In early December, Henry came to visit. As usual, he didn’t call ahead or send a letter. He just appeared on a cold and beautiful Saturday afternoon.

“This a good time?” he said as I came out onto the front stoop to see him. He had gotten out of his car and was leaning against it.

“It is,” I said.

“What about for your parents?”

“I’ll just tell them you were expected, and that they’d forgotten about it. They’ll never know. And they’ll be glad to see you.”

He had brought a small overnight bag, so I showed him upstairs to the room he usually slept in. On the way we passed my mother in the kitchen prepping green beans for that night’s dinner, and she got up and came over and gave Henry a hug, saying, “Oh, I’m so glad you’re here,” as though she really had been expecting him.

“Does your mother think I’m your boyfriend?” Henry said, after putting his bag down on the single bed in the guest room. I was standing in the doorway. He looked thin, which wasn’t a surprise, and I had noticed a slight limp as he’d gone up the stairs.

“Probably,” I said. “How are you feeling?”

“Physically I’m okay. Emotionally I’m a little shaky, like I’m living in a strange new world. It’s not a good feeling when you wake up in the hospital and don’t know why you’re there.”

“Is that what happened?”

“They told me that a bomb had gone off outside of my office and that it was brought there by Richard Seddon, but I don’t remember that.”

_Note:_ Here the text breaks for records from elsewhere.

PR #11475, opened 2025-10-06
prov/efa: Slide recv-win on RTM/RTA error

a-szegel:
In order to continue processing future packets correctly, we need to progress the recv window when a RTM or RTA packet has been successfully delivered. If we fail processing a packet, we need to write the error to the CQ (when applicable), and continue to do work. Returning early here makes our recv window index be off by 1.


sunkuamzn (approved):

a-szegel:
bot:aws:retest

PR #11477, opened 2025-10-07
prov/opx: Use getpid() instead of gettid() for POSIX compliancy.

belynam:
The 'gettid()' function is not POSIX compliant, and older versions of glibc may not have that function available in unistd.h, causing a compile failure. This changes the call to 'getpid()', which is POSIX compliant and should always be present in glibc.


belynam:
@j-xiong Once merged, can you please also add this into the v2.3.x branch so it makes the 2.3.1 RC? Or should I post a separate PR for that?

j-xiong:
@belynam I have added the `for-2.3.x` label and will make sure it gets into 2.3.1. Thanks!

“Do you remember who Richard Seddon was?”

“A little bit. I know that he was friends with James Pursall, and I know that he was somehow connected with Joan Grieve, but it’s fuzzy.”

“You remember Joan?”

“Yes, I remember the case, and I remember finding her husband’s body, and Pam’s body. That’s the last completely clear memory I have. The rest is . . . incomplete.”

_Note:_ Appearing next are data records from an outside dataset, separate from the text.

PR #11487, opened 2025-10-10
prov/efa: fix memory leak from `efa_srx_unexp_pkt` unit test

snadampal:
efa_srx_unexp_pkt test is creating a fake peer explicitly to emualte an unexpeted rxe scenario. But it wasn't destroying the fake peer at the end, so, leaking the buffers and causing memory faults when the endpoint is closed.

### DIFF
--- a/prov/efa/test/efa_unit_test_srx.c
+++ b/prov/efa/test/efa_unit_test_srx.c
@@ -131,4 +131,7 @@ void test_efa_srx_unexp_pkt(struct efa_resource **state)
         efa_rdm_pke_release_rx(pke);
         efa_rdm_rxe_release(rxe);
         ofi_genlock_unlock(srx_ctx->lock);
+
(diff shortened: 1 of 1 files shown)


prov/efa/test/efa_unit_test_srx.c
```diff
@@ -131,4 +131,7 @@ void test_efa_srx_unexp_pkt(struct efa_resource **state)
         efa_rdm_pke_release_rx(pke);
         efa_rdm_rxe_release(rxe);
         ofi_genlock_unlock(srx_ctx->lock);
+
+	/* Destroy the fake peer constructed above */
+	efa_rdm_peer_destruct(&peer, efa_rdm_ep);
```
sunkuamzn: nit: indent

Can be fixed later

snadampal: thanks, fixed.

“Do you remember coming here?”

“When? After I’d found the bodies?”

“Yes,” I said.

“I kind of remember that. No, I do remember. I wanted to talk with you about what had happened.”

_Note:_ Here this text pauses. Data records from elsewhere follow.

PR #11488, opened 2025-10-10
fabtests/build: fix build issues for MacOS

alekswn:
Fabtests fail to build at my laptop (M1 Pro, macOS Sequoia 15.7.1, Apple clang version 17.0.0 (clang-1700.3.19.1)).

The build error is caused by mismatch in definition of `brk()` standard library function. It returns `int` in GLIBC, but in BSD libraries it is defined with `void *` return type. Clang treats implicit cast from `void *` to `int` as an error.

```
unit/mr_cache_evict.c:195:6: error: incompatible pointer to integer conversion assigning to 'int' from 'void *' [-Wint-conversion]
  195 |         ret = brk(rewind_brk);
``` 

Also fixed warnings from build log:
- Non-portable scanf format string at rdm_stress.c:654
- unused function  `print_timer()`
- deprecated stdlib functions `brk` and `sbrk`

### DIFF
--- a/fabtests/multinode/src/timing.c
+++ b/fabtests/multinode/src/timing.c
@@ -54,11 +54,14 @@ void multi_timer_stop(struct multi_timer *timer)
 		timer->end = ft_gettime_ns();
 }
 
+#pragma GCC diagnostic push
+#pragma GCC diagnostic ignored "-Wunused-function"
 static inline void print_timer(struct multi_timer timer, char* info)
 {
 	PRINTF("rank: %i, start: %ld, end: %ld, %s\n",
 		timer.rank, timer.start, timer.end, info);
 }
+#pragma GCC diagnostic pop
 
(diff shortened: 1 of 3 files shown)


fabtests/multinode/src/timing.c
```diff
@@ -54,6 +54,7 @@ void multi_timer_stop(struct multi_timer *timer)
 		timer->end = ft_gettime_ns();
 }
 
+__attribute__((unused))
```
j-xiong: Windows build doesn't like this line. We have dummy definition of `__attribute__(x)` in libfabric `include/windows/osd.h`, but it is not present in fabtests headers.

alekswn: Thank you for clarification!

I've replaced `__attribute__(x)` with `#pragma GCC diagnostics`

j-xiong:
CI failure is unrelated.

“You thought that there was a third person involved, someone Joan knew who had killed her husband and his girlfriend, and you wanted help figuring out who that person was.”

Henry was nodding his head, his eyes on the ceiling, trying hard to remember. He sat down on the edge of the bed, and I moved into the bedroom, turning the desk chair so that it faced him and sitting down. “I told you all that?” he said.

“You did. And I think that you figured out that Richard Seddon was the third person, and he knew that you knew, and that was why he tried to kill you.”

“And kill himself?”

“Maybe,” I said. “I don’t know. He brought a bomb to your office. Maybe he was going to leave it there or maybe he was going to blow both of you up.”

“The police told me that I was on the other side of my office door when the bomb exploded, otherwise I wouldn’t be here right now.”